Ладонь легко проникает под поднятую юбку, пальцы вновь скользят по ноге, опускаются на внутреннюю сторону бедра. Кромка чулка границей, напоминанием о возможности остановиться, прекратить безумие это, пока не поздно, но Клеон преодолевает ее, склонившись ко мне, позволяя чувствовать его близость, однако не прижимаясь ко мне, не давая ощутить кожей кожу, тяжесть мужского тела, жар пылких поцелуев. Я стискиваю край сиденья, когда пальцы проникают под тонкую ткань белья, по последней принятой в Лилате моде, слишком открытого, чтобы явиться сколько-нибудь существенной преградой.
— Нас могут заметить, — шепчу, заполошно оглядывая часть дороги, тротуара и оград домов, видных через лобовое стекло мобиля. — Соседи или…
— И что они заметят? Двое сидят в салоне мобиля, беседуют… — Клеон чуть отстраняется, но руку не убирает.
Начинает ласкать, осторожно, едва касаясь, и я инстинктивно отодвигаю ногу, не зная, что хуже — если нас действительно заметят, поймут, чем мы занимаемся у всех на виду, или же если инкуб передумает.
Просто так, желая наказать меня или поставить в то же положение, в каком оказался он, дать понять, что чувствует он, лишенный обычной возможности удовлетворить голод.
— Мы не целуемся, я не лапаю тебя в открытую…
И затемненные стекла по бокам скрывают нас надежнее, чем кажется мне в приступе паники, смешанным с ожиданием наслаждения, с радостью волчицы, получающей желаемое хоть от кого-то из мужчин, которых она полагает своими.
— …а до остального им и дела нет.
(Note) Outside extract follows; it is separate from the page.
Issue #1866, opened 2018-03-22
Add cryptocurrenciesAccepted property to LocalBusiness


ayumihamsaki:
Many businesses now accept cryptocurrencies as real payment exchanges. I am proposing to add the property: "`cryptocurrenciesAccepted`" to the "`LocalBusiness`".

You can use the same  ISO 4217 currency format as for `currenciesAccepted`. For example bitcoin would be "BTC". Because all cryptocurrencies use a Trading Ticker exactly the same as currencies.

Район престижный, респектабельный, здесь шариться по чужим мобилям не станут, тем более когда водитель на месте.
С каждой минутой все труднее сохранить ровным и дыхание, и сердцебиение, мне не хватает воздуха, пусть умом я и понимаю, что система вентиляции наверняка работает исправно. Внутри копится напряжение, собирается истома сладкая, неожиданно приятно кружащая голову что самим присутствием своим, что предвкушением. Мимо проезжают мобили, идут неспешным шагом люди, однако я едва различаю их, едва придаю значение происходящему за пределами салона. Ёрзаю в нетерпении, стискиваю зубы в попытке сдержать стоны. Не только и не столько из опасений привлечь внимание, но, прежде всего, не желая демонстрировать Клеону, насколько мне это нравится.
Жар, разлившийся в крови.
Каждое выверенное, нарочито неспешное движение — инкуб знает, что нужно ему и что нужно мне, и чуть-чуть оттягивает момент, наблюдает из-под полуопущенных ресниц за выражением моего лица, за давным-давно провалившимися попытками сохранить внешнюю невозмутимость.